As an example, let <math>f = x^2 - 2y^2</math> and consider a representation <math>1 = f(x_1,y_1)</math>. Such a representation is a solution to the Pell equation described in the examples above. The matrix
: <math> \begin{pmatrix} 3 & -4 \\ -2 & 3 \end{pmatrix} </math>
has determinant 1 and is an automorphism of ''f''. Acting on the representation <math>1 = f(x_1,y_1)</math> by this matrix yields the equivalent representation <math>1 = f(3x_1 + 4y_1, 2x_1 + 3 y_1)</math>. This is the recursion step in the process described above for generating infinitely many solutions to <math>1 = x^2 - 2y^2</math>. Iterating this matrix action, we find that the infinite set of representations of 1 by ''f'' that were determined above are all equivalent.

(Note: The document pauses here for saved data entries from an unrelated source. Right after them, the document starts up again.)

PR #13666, opened 2021-11-11
Containers: Check firewall with podman

pdostal:
- Related ticket: [poo#94132](https://progress.opensuse.org/issues/94132)
- Verification run: [Docker@SLE15-SP3](http://pdostal-server.suse.cz/tests/12840), [Podman@SLE15-SP3](http://pdostal-server.suse.cz/tests/12840), [Docker@Tumbleweed](http://pdostal-server.suse.cz/tests/12837), [Podman@Tumbleweed](http://pdostal-server.suse.cz/tests/12841), [Containers@SLE15-SP3-EC2](http://pdostal-server.suse.cz/tests/12836)

### DIFF
--- a/lib/containers/utils.pm
+++ b/lib/containers/utils.pm
@@ -20,7 +20,7 @@ use warnings;
 use version_utils;
 use Mojo::Util 'trim';
 
-our @EXPORT = qw(test_seccomp basic_container_tests get_vars can_build_sle_base check_docker_firewall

There are generally finitely many equivalence classes of representations of an integer ''n'' by forms of given nonzero discriminant <math>\Delta</math>. A complete set of representatives for these classes can be given in terms of ''reduced forms'' defined in the section below. When <math>\Delta < 0</math>, every representation is equivalent to a unique representation by a reduced form, so a complete set of representatives is given by the finitely many representations of ''n'' by reduced forms of discriminant <math>\Delta</math>. When <math>\Delta > 0</math>, Zagier proved that every representation of a positive integer ''n'' by a form of discriminant <math>\Delta</math> is equivalent to a unique representation <math>n = f(x,y)</math> in which ''f'' is reduced in Zagier's sense and <math>x > 0</math>, <math>y \geq 0</math>.<ref>{{harvnb|Zagier|1981||loc=}}</ref> The set of all such representations constitutes a complete set of representatives for equivalence classes of representations.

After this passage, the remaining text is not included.